Examination/procedure:
A Uganda application is subjected to formal examination, which takes place automatically. The Registrar may request the applicant to furnish details of corresponding applications in other countries, and may further request that copies of the search report, granted patent, final rejection, etc be furnished.  The Registrar may direct that substantive examination be conducted for particular applications according to the technical field of the invention. In that case, examination is carried out at the ARIPO Patent Office on behalf of the Uganda Registrar.

Duration and maintenance:
A patent has an initial term of 15 years, but may be extended by a further five year period on payment of renewal fees and proof that the invention is being worked in Uganda
Maintenance fees are calculated from the first anniversary of the filing date but become payable upon grant of a patent. Thereafter maintenance fees are due upon the anniversary of the filing date. A six months grace period is provided for payment of renewal fees, subject to payment of surcharges. If a renewal fee is not paid within this period, the patent lapses.

Amendments:
Amendments can be made prior to or even after grant, but any amendment may not go beyond the disclosure of the invention in the application as filed. 

Marking:
No requirement.

Working:
A compulsory licence may be granted in cases of non-working.

Utility model patents:
The Act provides for the granting of utility certificates in respect of inventions which are new and industrially applicable. It is not necessary for the inventions to involve an inventive step. A utility certificate expires, without a possibility of renewal, at the end of the seventh year after the date of filing.

At any time before the grant or refusal of a utility certificate, the application may be converted to a patent application. A patent application may likewise be converted to an application for a utility certificate.

Designs
Law:
·         United Kingdom Designs (Protection) Act, Chapter 218 of 1937

Design protection:
A United Kingdom design extends automatically to Uganda. Design protection is also available via an ARIPO application designating Uganda. However, Uganda has not implemented the Harare Protocol as far as industrial designs are concerned. Accordingly, it is not clear whether the rights derived from a design registered through ARIPO will be enforceable in Uganda.    

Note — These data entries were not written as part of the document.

PR #1245, opened 2020-02-27

sanjithpk:

Used less variable @border-radius-base for rounder borders.

Before:
image

After:
image

### DIFF
--- a/xwiki-platform-core/xwiki-platform-user/xwiki-platform-user-profile/xwiki-platform-user-profile-ui/src/main/resources/XWiki/XWikiUserSheet.xml
+++ b/xwiki-platform-core/xwiki-platform-user/xwiki-platform-user-profile/xwiki-platform-user-profile-ui/src/main/resources/XWiki/XWikiUserSheet.xml
@@ -459,6 +459,15 @@ return XWiki;
     <property>
       <code>#template("colorThemeInit.vm")
 #set($tabswidth = "130px")
+
+// Variables
+// --------------------------------------------------
+
+//== Components
+//
+
+@border-radius-base:        4px;
+
 /* ----- User menu ----- */
 #user-menu-col{
   float: left;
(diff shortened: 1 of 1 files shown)


xwiki-platform-core/xwiki-platform-user/xwiki-platform-user-profile/xwiki-platform-user-profile-ui/src/main/resources/XWiki/XWikiUserSheet.xml
```diff
@@ -459,6 +459,15 @@ return XWiki;
...
       <code>#template("colorThemeInit.vm")
 #set($tabswidth = "130px")
+
+// Variables
+// --------------------------------------------------
+
+//== Components
+//
+
+@border-radius-base:        4px;
```
surli: This variable placed here is actually useless: you only use it at one place... 
Why we asked for a variable, is that it might be used at some other places that needs to be identified. So this variable shouldn't be defined here but in a .less file of the skin. Such as https://github.com/xwiki/xwiki-platform/blob/master/xwiki-platform-core/xwiki-platform-flamingo/xwiki-platform-flamingo-skin/xwiki-platform-flamingo-skin-resources/src/main/resources/flamingo/less/general.less (note: I'm not sure it's the right place, this has to be checked, we have different .less files in that directory)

Registrable subject matter:
Designs as protectable in the UK.

Types of applications:
Design protection in Uganda can be obtained by:
·         a UK design registration which extends automatically to Uganda
·         an ARIPO application for the registration of a design, designating Uganda.

Application:
United Kingdom registered designs automatically extend to Uganda. As indicated above, application through ARIPO may also be possible inasmuch as Uganda has acceded to the Harare Protocol of ARIPO.

Duration and maintenance:
The UK design registration is effective in Uganda for as long as it endures in the UK. The duration of a design registration via ARIPO is 10 years (see the section on Design protection above).